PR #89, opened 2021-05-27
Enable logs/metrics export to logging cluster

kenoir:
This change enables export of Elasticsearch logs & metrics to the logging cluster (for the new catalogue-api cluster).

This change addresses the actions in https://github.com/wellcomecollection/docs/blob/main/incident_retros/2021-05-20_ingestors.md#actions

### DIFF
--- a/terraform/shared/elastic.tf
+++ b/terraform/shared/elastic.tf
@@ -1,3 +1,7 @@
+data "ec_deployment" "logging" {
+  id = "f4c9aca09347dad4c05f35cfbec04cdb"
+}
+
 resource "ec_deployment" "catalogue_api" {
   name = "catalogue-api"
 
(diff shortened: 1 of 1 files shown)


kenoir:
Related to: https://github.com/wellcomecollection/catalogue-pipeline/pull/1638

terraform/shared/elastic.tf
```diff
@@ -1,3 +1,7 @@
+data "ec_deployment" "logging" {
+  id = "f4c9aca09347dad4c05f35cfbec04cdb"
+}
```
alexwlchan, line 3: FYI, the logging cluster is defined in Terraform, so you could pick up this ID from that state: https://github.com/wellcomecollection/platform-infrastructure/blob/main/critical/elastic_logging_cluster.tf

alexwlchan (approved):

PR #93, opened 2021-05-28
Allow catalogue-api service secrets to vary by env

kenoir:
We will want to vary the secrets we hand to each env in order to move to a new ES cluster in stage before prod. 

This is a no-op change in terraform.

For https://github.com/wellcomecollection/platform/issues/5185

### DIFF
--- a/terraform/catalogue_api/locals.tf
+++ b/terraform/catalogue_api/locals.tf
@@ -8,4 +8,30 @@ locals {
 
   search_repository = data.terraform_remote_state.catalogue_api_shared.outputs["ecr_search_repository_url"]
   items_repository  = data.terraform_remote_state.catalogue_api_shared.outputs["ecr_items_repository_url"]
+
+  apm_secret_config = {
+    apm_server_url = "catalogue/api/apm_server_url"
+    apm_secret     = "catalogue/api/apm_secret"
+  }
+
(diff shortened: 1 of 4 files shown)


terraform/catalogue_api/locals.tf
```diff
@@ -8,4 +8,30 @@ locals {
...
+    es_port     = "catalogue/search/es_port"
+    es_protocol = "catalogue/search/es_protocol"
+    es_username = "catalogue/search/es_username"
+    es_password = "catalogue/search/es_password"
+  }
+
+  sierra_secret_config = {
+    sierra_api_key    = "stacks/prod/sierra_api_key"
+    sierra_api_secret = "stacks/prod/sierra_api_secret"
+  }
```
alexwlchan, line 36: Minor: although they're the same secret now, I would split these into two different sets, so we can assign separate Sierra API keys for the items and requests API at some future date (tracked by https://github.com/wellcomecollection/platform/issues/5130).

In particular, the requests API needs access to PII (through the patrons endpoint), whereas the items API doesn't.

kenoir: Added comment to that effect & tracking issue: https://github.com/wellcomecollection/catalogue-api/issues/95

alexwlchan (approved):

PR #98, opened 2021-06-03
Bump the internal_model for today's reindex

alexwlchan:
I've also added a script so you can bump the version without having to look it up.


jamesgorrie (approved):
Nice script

...

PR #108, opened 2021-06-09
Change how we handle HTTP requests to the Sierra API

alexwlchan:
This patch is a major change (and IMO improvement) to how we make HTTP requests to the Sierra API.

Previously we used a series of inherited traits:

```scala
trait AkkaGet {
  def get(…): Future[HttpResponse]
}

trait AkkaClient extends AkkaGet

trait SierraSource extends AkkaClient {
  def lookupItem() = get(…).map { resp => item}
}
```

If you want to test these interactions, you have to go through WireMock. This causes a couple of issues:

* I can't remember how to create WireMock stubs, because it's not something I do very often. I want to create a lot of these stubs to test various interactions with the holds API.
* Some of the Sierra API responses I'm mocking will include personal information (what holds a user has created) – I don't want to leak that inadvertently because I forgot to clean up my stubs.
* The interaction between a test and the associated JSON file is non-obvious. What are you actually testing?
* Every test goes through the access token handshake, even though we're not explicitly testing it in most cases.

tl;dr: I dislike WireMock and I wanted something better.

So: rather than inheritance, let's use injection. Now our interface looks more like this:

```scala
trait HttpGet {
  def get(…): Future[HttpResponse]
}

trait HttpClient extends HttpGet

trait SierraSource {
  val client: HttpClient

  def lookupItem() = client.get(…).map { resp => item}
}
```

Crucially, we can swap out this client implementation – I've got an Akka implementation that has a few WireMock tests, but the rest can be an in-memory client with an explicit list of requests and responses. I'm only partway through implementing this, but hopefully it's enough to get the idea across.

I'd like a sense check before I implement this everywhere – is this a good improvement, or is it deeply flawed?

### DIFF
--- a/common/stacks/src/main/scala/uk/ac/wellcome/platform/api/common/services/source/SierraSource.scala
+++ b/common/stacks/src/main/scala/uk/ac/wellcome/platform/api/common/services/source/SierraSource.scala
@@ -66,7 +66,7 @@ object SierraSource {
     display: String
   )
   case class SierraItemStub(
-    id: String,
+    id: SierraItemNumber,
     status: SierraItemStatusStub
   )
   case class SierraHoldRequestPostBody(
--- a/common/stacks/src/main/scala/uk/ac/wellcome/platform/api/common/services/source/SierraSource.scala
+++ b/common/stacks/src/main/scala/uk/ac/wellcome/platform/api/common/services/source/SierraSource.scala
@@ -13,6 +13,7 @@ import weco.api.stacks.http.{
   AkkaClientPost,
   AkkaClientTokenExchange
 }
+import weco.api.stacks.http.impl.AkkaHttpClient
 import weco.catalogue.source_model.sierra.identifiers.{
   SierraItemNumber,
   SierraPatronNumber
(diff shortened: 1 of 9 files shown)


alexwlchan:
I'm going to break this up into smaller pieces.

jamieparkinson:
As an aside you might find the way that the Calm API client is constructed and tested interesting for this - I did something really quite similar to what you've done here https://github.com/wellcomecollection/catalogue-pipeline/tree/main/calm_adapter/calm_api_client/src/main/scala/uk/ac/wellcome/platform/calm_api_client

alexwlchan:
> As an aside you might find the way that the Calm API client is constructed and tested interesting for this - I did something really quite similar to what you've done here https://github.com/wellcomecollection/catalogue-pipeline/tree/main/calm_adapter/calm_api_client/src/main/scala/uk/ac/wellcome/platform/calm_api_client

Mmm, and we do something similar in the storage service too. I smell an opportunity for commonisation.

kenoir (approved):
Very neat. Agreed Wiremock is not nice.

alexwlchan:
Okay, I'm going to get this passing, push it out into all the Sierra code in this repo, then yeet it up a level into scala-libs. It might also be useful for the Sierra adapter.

* * *

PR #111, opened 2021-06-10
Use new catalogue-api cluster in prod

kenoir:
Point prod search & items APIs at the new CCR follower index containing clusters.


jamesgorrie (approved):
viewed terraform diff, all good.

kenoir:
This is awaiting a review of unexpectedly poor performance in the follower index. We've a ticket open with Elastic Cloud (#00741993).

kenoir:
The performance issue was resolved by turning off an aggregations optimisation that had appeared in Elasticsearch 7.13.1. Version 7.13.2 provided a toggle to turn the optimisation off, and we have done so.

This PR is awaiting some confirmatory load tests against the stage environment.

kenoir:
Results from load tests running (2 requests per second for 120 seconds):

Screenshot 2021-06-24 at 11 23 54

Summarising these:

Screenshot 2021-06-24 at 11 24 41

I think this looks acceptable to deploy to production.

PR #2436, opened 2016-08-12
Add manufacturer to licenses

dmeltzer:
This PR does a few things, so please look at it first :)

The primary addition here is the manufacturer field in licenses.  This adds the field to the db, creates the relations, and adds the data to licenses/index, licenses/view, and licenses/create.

TASK TO COMPLETE. The required answer is each line of the data in which the word "tests" appears.

RESULT OF THE EXERCISE.
Crucially, we can swap out this client implementation – I've got an Akka implementation that has a few WireMock tests, but the rest can be an in-memory client with an explicit list of requests and responses. I'm only partway through implementing this, but hopefully it's enough to get the idea across.
This PR is awaiting some confirmatory load tests against the stage environment.
Results from load tests running (2 requests per second for 120 seconds):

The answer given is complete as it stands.